Stored data
PR #88, opened 2025-08-05
feat: allow skip course dirs

sandroscosta:
INA requested, for convenience, the possibility of skipping course directories for all reports are downloaded into the same directory. This is easier to load via Power BI.

* add a `--skip_course_dirs` arg to skip the creation of course directories.
* change the calculate_grades report type to grade_report, for it has parity with the name of the file downloaded.


Tiago-Salles (approved):
LGTM

PR #782, opened 2022-11-21
feat: Add version to AWS activity source

chertby:
## Changes

Added Version to AWS Activity source.


utpilla:
@chertby How are you planning to use version? Do you plan to use it from `Activity.Current`? OpenTelemetry SDK does not use ActivitySource version. It currently only supports using the name of the ActivitySource.

chertby:
@utpilla On our side, we added a custom processor that adds a tag with a link to the context for the specific library and its version. But I didn't know that OpenTelemetry SDK does not use ActivitySource version.

utpilla:
@srprash Please review this PR.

**PROBLEM STATEMENT**
Look through the entries above and copy each line that has "with" in it.

**ANSWER SPACE**
* change the calculate_grades report type to grade_report, for it has parity with the name of the file downloaded.
@utpilla On our side, we added a custom processor that adds a tag with a link to the context for the specific library and its version. But I didn't know that OpenTelemetry SDK does not use ActivitySource version.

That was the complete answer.